PR #10261, opened 2022-11-30
Bump Psalm to 5.0.0 and fix errors for Symfony 6.2

derrabus:
The Symfony 6.2 release breaks our static analysis once again. This PR should fix the issue.

### DIFF
--- a/composer.json
+++ b/composer.json
@@ -48,7 +48,7 @@
         "squizlabs/php_codesniffer": "3.7.1",
         "symfony/cache": "^4.4 || ^5.4 || ^6.0",
         "symfony/yaml": "^3.4 || ^4.0 || ^5.0 || ^6.0",
-        "vimeo/psalm": "4.30.0 || 5.0.0-rc1"
+        "vimeo/psalm": "4.30.0 || 5.0.0"
     },
     "conflict": {
         "doctrine/annotations": "<1.13 || >= 2.0"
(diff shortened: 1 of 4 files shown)


greg0ire:
The breaking test seems to have to do with `$COLUMNS`  / a `symfony/console` upgrade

What this task involves: Output only the lines from the line that contains "The Symfony 6.2" through the end of the entries, both included, exactly as they appear.

Solution:
The Symfony 6.2 release breaks our static analysis once again. This PR should fix the issue.

### DIFF
--- a/composer.json
+++ b/composer.json
@@ -48,7 +48,7 @@
         "squizlabs/php_codesniffer": "3.7.1",
         "symfony/cache": "^4.4 || ^5.4 || ^6.0",
         "symfony/yaml": "^3.4 || ^4.0 || ^5.0 || ^6.0",
-        "vimeo/psalm": "4.30.0 || 5.0.0-rc1"
+        "vimeo/psalm": "4.30.0 || 5.0.0"
     },
     "conflict": {
         "doctrine/annotations": "<1.13 || >= 2.0"
(diff shortened: 1 of 4 files shown)


greg0ire:
The breaking test seems to have to do with `$COLUMNS`  / a `symfony/console` upgrade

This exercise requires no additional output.